__Work order__:
Exactly and in full, give the records again.

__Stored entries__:
PR #1506, opened 2020-01-15
Make progress bar messages more specific

dimaryaz:
Display "Downloading Manifest" instead of "Copying", which is very misleading.

### DIFF
--- a/api/python/quilt3/packages.py
+++ b/api/python/quilt3/packages.py
@@ -526,7 +526,7 @@ class Package(object):
                 # Copy to a temporary file first, to make sure we don't cache a truncated file
                 # if the download gets interrupted.
                 tmp_path = local_pkg_manifest.with_suffix('.tmp')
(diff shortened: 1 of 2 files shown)


api/python/quilt3/packages.py
```diff
@@ -526,7 +526,7 @@ def _browse(cls, name, registry, top_hash):
                 # Copy to a temporary file first, to make sure we don't cache a truncated file
                 # if the download gets interrupted.
                 tmp_path = local_pkg_manifest.with_suffix('.tmp')
-                copy_file(pkg_manifest, PhysicalKey.from_path(tmp_path))
+                copy_file(pkg_manifest, PhysicalKey.from_path(tmp_path), message="Downloading Manifest")
```
akarve: "Downloading manifest" will give us the same capitalization for all messages (only capitalize first word)

dimaryaz: Lol... I was just copying https://github.com/quiltdata/quilt/blob/master/api/python/quilt3/packages.py#L686
(But I do like lower-case manifest better.)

__Output of the task__:
PR #1506, opened 2020-01-15
Make progress bar messages more specific

dimaryaz:
Display "Downloading Manifest" instead of "Copying", which is very misleading.

### DIFF
--- a/api/python/quilt3/packages.py
+++ b/api/python/quilt3/packages.py
@@ -526,7 +526,7 @@ class Package(object):
                 # Copy to a temporary file first, to make sure we don't cache a truncated file
                 # if the download gets interrupted.
                 tmp_path = local_pkg_manifest.with_suffix('.tmp')
(diff shortened: 1 of 2 files shown)


api/python/quilt3/packages.py
```diff
@@ -526,7 +526,7 @@ def _browse(cls, name, registry, top_hash):
                 # Copy to a temporary file first, to make sure we don't cache a truncated file
                 # if the download gets interrupted.
                 tmp_path = local_pkg_manifest.with_suffix('.tmp')
-                copy_file(pkg_manifest, PhysicalKey.from_path(tmp_path))
+                copy_file(pkg_manifest, PhysicalKey.from_path(tmp_path), message="Downloading Manifest")
```
akarve: "Downloading manifest" will give us the same capitalization for all messages (only capitalize first word)

dimaryaz: Lol... I was just copying https://github.com/quiltdata/quilt/blob/master/api/python/quilt3/packages.py#L686
(But I do like lower-case manifest better.)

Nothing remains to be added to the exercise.